• DATA EXTRACTS:
────────────────────

PR #146, opened 2022-08-11
Convert GUI-acquired data to `zarr` before reconstruction 

### LINKED ISSUE #365: [FEATURE] Write raw data to disk before reconstruction starts
**Problem**
At AQLM, we observed that raw data is written to the disk after reconstruction ends, which can lead to loss of data. 
**Proposed solution**
The default behavior should be to convert raw data into a zarr store and write to the disk before reconstruction starts. This choice aligns with our upcoming refactor to separate acquisition and reconstruction in two separate tabs.

talonchandler:
The recOrder GUI's current behavior is to 
(1) acquire MM data,
(2) perform and save the reconstruction, then
(3) convert the raw MM data to zarr. 

This PR swaps the order of (2) and (3) so that the conversion to zarr happens before the reconstruction. If the reconstruction fails (for OOM or other reasons) this PR keeps the converted data so that it's ready to go for another attempt. 

I've tested locally on all four acquisition buttons.

### DIFF
--- a/recOrder/plugin/workers/acquisition_workers.py
+++ b/recOrder/plugin/workers/acquisition_workers.py
@@ -145,6 +145,9 @@ class BFAcquisitionWorker(WorkerBase):
         stack = acquire_from_settings(self.calib_window.mm, settings, grab_images=True)
         self._check_abort()
 
+        # Cleanup acquisition by closing window, converting to zarr, and deleting temp directory
+        self._cleanup_acq()
+
         # Reconstruct snapped images
         self.n_slices = stack.shape[2]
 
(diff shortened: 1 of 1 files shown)


ieivanov (approved):

ieivanov:
Looks good to me.

Data reconstruction can sometimes take a while, and it can look like the GUI is not doing anything (or worse, has crashed) if we close the acquisition window and then nothing happens. I know that there are messages that pop up on the terminal, but these may not always be visible. It will be helpful to get a message on the GUI that say "Reconstructing data..." or something of this soft to provide a bit of user feedback. Feel free to leave this till after the GUI refactor.

talonchandler:
@ieivanov good point...I agree. I've opened a new issue #153 for 1.1.0 so we don't forget. Thanks!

────────────────────

• EXERCISE: Up to the line containing "deleting temp directory", skip everything; from that line through the last line above, return each line exactly.

• OUTPUT OF THE EXERCISE:
+        # Cleanup acquisition by closing window, converting to zarr, and deleting temp directory
+        self._cleanup_acq()
+
         # Reconstruct snapped images
         self.n_slices = stack.shape[2]
 
(diff shortened: 1 of 1 files shown)


ieivanov (approved):

ieivanov:
Looks good to me.

Data reconstruction can sometimes take a while, and it can look like the GUI is not doing anything (or worse, has crashed) if we close the acquisition window and then nothing happens. I know that there are messages that pop up on the terminal, but these may not always be visible. It will be helpful to get a message on the GUI that say "Reconstructing data..." or something of this soft to provide a bit of user feedback. Feel free to leave this till after the GUI refactor.

talonchandler:
@ieivanov good point...I agree. I've opened a new issue #153 for 1.1.0 so we don't forget. Thanks!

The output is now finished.